Moca mitrodeta

Scientific classification
- Domain: Eukaryota
- Kingdom: Animalia
- Phylum: Arthropoda
- Class: Insecta
- Order: Lepidoptera
- Family: Immidae
- Genus: Moca
- Species: M. mitrodeta
- Binomial name: Moca mitrodeta Meyrick, 1922
- Synonyms: Imma mitrodeta Meyrick, 1922;

= Moca mitrodeta =

- Authority: Meyrick, 1922
- Synonyms: Imma mitrodeta Meyrick, 1922

Species of moth

Moca mitrodeta is a moth in the family Immidae. It was described by Edward Meyrick in 1922. It is found in Peru.

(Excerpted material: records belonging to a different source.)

PR #407, opened 2022-02-18
Fixes for lockup behavior outside Battle Mode

fdarosa2663:


props/saber_fett263_buttons.h
```diff
@@ -5295,7 +5300,7 @@ SaberFett263Buttons() : PropBase() {}
           return true;
         }
 #endif
-        if (!battle_mode_ || swinging_) {
+        if ((!battle_mode_) || (battle_mode_ && swinging_)) {
```
profezzorn, line 5303: This does exactly the same as what you had before, but less clearly.

props/saber_fett263_buttons.h
```diff
@@ -1664,15 +1664,20 @@ SaberFett263Buttons() : PropBase() {}
...
-      } else {
-        SaberBase::SetLockup(SaberBase::LOCKUP_NORMAL);
-        SaberBase::DoBeginLockup();
-        auto_lockup_on_ = true;
-        clash_type_ = CLASH_NONE;
-      }
+        if (clash_type_ == CLASH_BATTLE_MODE) {
+          if (SaberBase::GetClashStrength() < saved_gesture_control.clashdetect) {
+            SaberBase::DoClash();
+            clash_type_ = CLASH_NONE;
```
profezzorn, line 1670: This line is the same in both branches, so it should probably go after the if-else.

props/saber_fett263_buttons.h
fdarosa2663: It fixed a "hole", If it's not battle mode this should only do a clash ever, but if it is battle mode and the blade doesn't stop swinging then it should do a clash, the previous would let it through this check outside battle_mode and create a lockup if you had a clash without the swing stopping.  I added a comment to help clarify.

props/saber_fett263_buttons.h
fdarosa2663: consolidated

props/saber_fett263_buttons.h
```diff
@@ -1664,15 +1664,20 @@ SaberFett263Buttons() : PropBase() {}
...
+          } else {
+            SaberBase::SetLockup(SaberBase::LOCKUP_NORMAL);
+            SaberBase::DoBeginLockup();
+            auto_lockup_on_ = true;
+            clash_type_ = CLASH_NONE;
+          }
+	} else {
+          SaberBase::DoClash();
```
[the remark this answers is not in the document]
fdarosa2663: fixed, thanks

props/saber_fett263_buttons.h
profezzorn: Ok, time for logic tables:

B=battle_mode, S=swinging_, T=true, F=false

battle_mode:
__|_S__!S_
 B|   T    T 
!B|   F    F

swinging_:
__|_S__!S_
 B|   T    F 
!B|   T    F

!battle_mode_
__|_S__!S_
 B|   F    F 
!B|   T    T

!battle_mode || swinging_
__|_S__!S_
 B|   T    F 
!B|   T    T

battle_mode && swinging_
__|_S__!S_
 B|   T    F 
!B|   F    F

(!battle_mode) || (battle_mode_ && swinging_)
__|_S__!S_
 B|   T    F 
!B|   T    T

Assuming you get what the logic tables mean, you'll see that 
     (!battle_mode || swinging_)
and
     ((!battle_mode_) || (battle_mode_ && swinging_))
have exactly the same results in all cases, so it's not possible for this change to change any behavior, and it looked better before.

fdarosa2663: Makes sense (or should have I guess), I reverted.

The wingspan is about 15 mm. The forewings are dark purplish fuscous with a very short pale ochreous basal mark in the middle and a dot above it, as well as a fine pale ochreous subcostal line from the base to two-fifths, and an interrupted streak of irroration (sprinkles) above it. A similar fine line is found along the fold from the base to the middle, and one in the disc from before one-third to two-thirds. The costal edge is pale ochreous about two-thirds, with a pale ochreous dash beneath this. There are scattered pale greenish scales anteriorly, and an indistinct fascia of pale greenish irroration from two-thirds of the costa to before the middle of the dorsum. An indistinct curved series of small groups of pale greenish scales is found from three-fourths of the costa to the dorsum before the tornus, below the middle two or three larger obscure pale ochreous spots on this. A pre-marginal series of small cloudy pale ochreous spots is found around the posterior part of the costa and termen and there is a terminal series of cloudy darker dots separated by slight pale marks. The hindwings are dark grey.